Moving the Pagefile to another drive in Windows Server 2008

Running out of drive space on your root drive?  Check to see if your Pagefile.sys is eating up all space!  First grab this handy utility : Space Monger.  I prefer the old version because it’s free, but if you want to pay $25 buck grab the new version.   Both of them do essentially the same thing… tell you what is taking up space and where on your hard drives.  In many cases the Pagefile.sys (a file windows write memory to) will be the culprut in eating up a substancial amount of space.  You can move it to another drive in the following manner:

Got to system properties:

1-sys-prop

Then select performance options:

2-perf-opt

Then select “Change” in the virtual memory section.

3-virt-mem

From here you can re-allocate your Pagefile off the root drive to any number of secondary drives.  Here are some tips to follow since everyones system memory will be different.

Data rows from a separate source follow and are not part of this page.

Issue #11768, opened 2026-04-23
4.x - Replace JSON-P with Helidon JSON in JSON-RPC


Verdent:
Relates to https://github.com/helidon-io/helidon/issues/11356

PR #11769, opened 2026-04-23
JSON-P removed from the JSON-RPC (4.x)

Verdent:
### Description
Fixes https://github.com/helidon-io/helidon/issues/11768

### Documentation

None

### DIFF
--- a/docs/src/main/asciidoc/se/jsonrpc/client.adoc
+++ b/docs/src/main/asciidoc/se/jsonrpc/client.adoc
@@ -1,6 +1,6 @@
 ///////////////////////////////////////////////////////////////////////////////
 
-    Copyright (c) 2025 Oracle and/or its affiliates.
+    Copyright (c) 2025, 2026 Oracle and/or its affiliates.
 
     Licensed under the Apache License, Version 2.0 (the "License");
     you may not use this file except in compliance with the License.
@@ -93,9 +93,12 @@ a JSON-RPC error response.
 
 Every JSON-RPC response contains either a result or an error, and that is
 the reason why `res.result()` returns an optional value. The last step
-shows how the result is mapped to a `StartStopResult` instance using JSON-B.
-See xref:{rootdir}/se/jsonrpc/server.adoc[JSON-RPC Server] for more
-information on these types.
+shows how the result is mapped to a `StartStopResult` instance using Helidon
+JSON binding. See xref:{rootdir}/se/jsonrpc/server.adoc[JSON-RPC Server] for
+more information on these types.
+
+NOTE: Custom types used with Helidon JSON binding must be annotated with
+`@Json.Entity` and compiled with the Helidon JSON annotation processor.
 
 === Batch Requests
 
@@ -117,7 +120,7 @@ The response of type `JsonClientBatchResponse` shall include an entry
 for each of the invocations in the request. In this example, we can test
 that the response returned HTTP status 200 and has a size of 2, and
 then verify the results by binding them to `StartStopResult` instances
-using JSON-B.
+using Helidon JSON binding.
 
 [source,java]
 ----
--- a/docs/src/main/asciidoc/se/jsonrpc/client.adoc
+++ b/docs/src/main/asciidoc/se/jsonrpc/client.adoc
@@ -98,7 +98,9 @@ JSON binding. See xref:{rootdir}/se/jsonrpc/server.adoc[JSON-RPC Server] for
 more information on these types.
 
 NOTE: Custom types used with Helidon JSON binding must be annotated with
-`@Json.Entity` and compiled with the Helidon JSON annotation processor.
+`@Json.Entity` and compiled with the Helidon JSON annotation processor. See
+xref:{rootdir}/se/json/json.adoc#_enabling_code_generation[Enabling Code
+Generation] for the Maven annotation processor setup.
 
 === Batch Requests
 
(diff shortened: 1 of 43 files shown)


jsonrpc/core/pom.xml
```diff
@@ -60,10 +75,40 @@
...
+
+    <build>
+        <plugins>
+            <plugin>
+                <groupId>org.apache.maven.plugins</groupId>
+                <artifactId>maven-compiler-plugin</artifactId>
+                <configuration>
+                    <annotationProcessorPaths>
+                        <path>
+                            <groupId>io.helidon.bundles</groupId>
```
tomas-langer: Never use the bundle in Helidon itself.

webserver/tests/jsonrpc/pom.xml
```diff
@@ -71,4 +76,39 @@
...
 
+    <build>
+        <plugins>
+            <plugin>
+                <groupId>org.apache.maven.plugins</groupId>
+                <artifactId>maven-compiler-plugin</artifactId>
+                <configuration>
+                    <annotationProcessorPaths>
+                        <path>
+                            <groupId>io.helidon.bundles</groupId>
```
tomas-langer: Do not use the bundle in this project.

tomas-langer (changes requested):

jsonrpc/core/pom.xml
```diff
@@ -38,18 +38,33 @@
...
         </dependency>
         <dependency>
             <groupId>io.helidon.common.features</groupId>
             <artifactId>helidon-common-features-api</artifactId>
             <optional>true</optional>
         </dependency>
+        <dependency>
+            <groupId>io.helidon.common</groupId>
+            <artifactId>helidon-common-types</artifactId>
+            <scope>test</scope>
```
tomas-langer: This is most likely a wrong dependency - common types should be a transitive dependency of one of the existing dependencies, so it should not be added in test scope, as that removes it from runtime scope.

jsonrpc/core/pom.xml
```diff
@@ -38,18 +38,33 @@
...
+        </dependency>
+        <dependency>
+            <groupId>io.helidon.service</groupId>
```
tomas-langer: Same here

jsonrpc/core/pom.xml
```diff
@@ -38,18 +38,33 @@
...
+            <artifactId>helidon-service-registry</artifactId>
+            <scope>test</scope>
+        </dependency>
+        <dependency>
+            <groupId>io.helidon.common</groupId>
```
tomas-langer: And here. This is probably a result of the dependency check plugin. Just disable the plugin.

webclient/jsonrpc/src/main/java/io/helidon/webclient/jsonrpc/JsonRpcClientBatchResponseImpl.java
```diff
@@ -53,16 +51,16 @@ class JsonRpcClientBatchResponseImpl implements JsonRpcClientBatchResponse {
 
     @Override
     public int size() {
-        return asJsonArray().size();
+        return asJsonArray().values().size();
```
tomas-langer: This migration introduces avoidable allocation on the batch hot path. `JsonArray.values()` returns a copied list, so `size()` copies the whole batch here, `get(...)` copies again when building response wrappers, and `iterator()` creates another copy. The server batch path has the same pattern in `JsonRpcRouting`. Please cache the values once for a parsed array, or use/add a non-copying size/iteration API.

jsonrpc/core/src/main/java/io/helidon/jsonrpc/core/JsonRpcParams.java
```diff
@@ -17,55 +17,54 @@
...
     /**
-     * Create an instance from a JSON structure.
+     * Create an instance from a JSON value.
      *
-     * @param params the structure
+     * @param params the value
      * @return a new instance of this class
      */
-    static JsonRpcParams create(JsonStructure params) {
+    static JsonRpcParams create(JsonValue params) {
```
tomas-langer, line 36: The new signature accepts `JsonValue`, but the implementation still only accepts JSON object or array values and rejects scalar/null values. Please keep the public contract aligned with the JSON-RPC constraint here, including documenting the `IllegalArgumentException` for non-object/non-array values.

docs/src/main/asciidoc/se/jsonrpc/client.adoc
```diff
@@ -93,9 +93,12 @@ a JSON-RPC error response.
...
 the reason why `res.result()` returns an optional value. The last step
-shows how the result is mapped to a `StartStopResult` instance using JSON-B.
-See xref:{rootdir}/se/jsonrpc/server.adoc[JSON-RPC Server] for more
-information on these types.
+shows how the result is mapped to a `StartStopResult` instance using Helidon
+JSON binding. See xref:{rootdir}/se/jsonrpc/server.adoc[JSON-RPC Server] for
+more information on these types.
+
+NOTE: Custom types used with Helidon JSON binding must be annotated with
+`@Json.Entity` and compiled with the Helidon JSON annotation processor.
```
tomas-langer: This adds the new Helidon JSON binding requirement, but the guide still only shows the JSON-RPC runtime dependency. Since the examples now rely on `@Json.Entity`, please include or link the required Helidon JSON annotation processor setup so users copying the guide can compile the custom types.

tomas-langer (changes requested):
Requesting changes for the change-caused issues called out inline.

tomas-langer (dismissed):

tomas-langer (approved):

•Have the initial size be at least 1.5 times bigger than the amount of physical RAM. Do NOT make the Pagefile smaller than the amount of physical RAM you’ve got installed on your system. 

•Make its initial size as big as the maximum size. Although this will cause the Pagefile to occupy more HD space, we do not want it to start off small, then having to constantly grow on the HD. Writing large files (and the Pagefile is indeed large) to the HD will cause a lot of disk activity that will cause performance degradation. Also, since the Pagefile only grows in increments, you will probably cause Pagefile fragmentation, adding more overhead to the already stressed HD.

•Do not place multiple paging files on different partitions on the same physical disk drive.

•If you have a RAID-0 (Stripe Set) array, use it to store the Pagefile.

•Avoid putting a paging file on a fault-tolerant drive, such as a mirrored volume (RAID-1) or a RAID-5 volume. Paging files do not need fault-tolerance, and some fault-tolerant systems suffer from slow data writes because they write data to multiple locations.

I also leave a small portion on the root drive in case of HD failure. recovery, and to speed up performance.

Be Sociable, Share!

Comments are closed.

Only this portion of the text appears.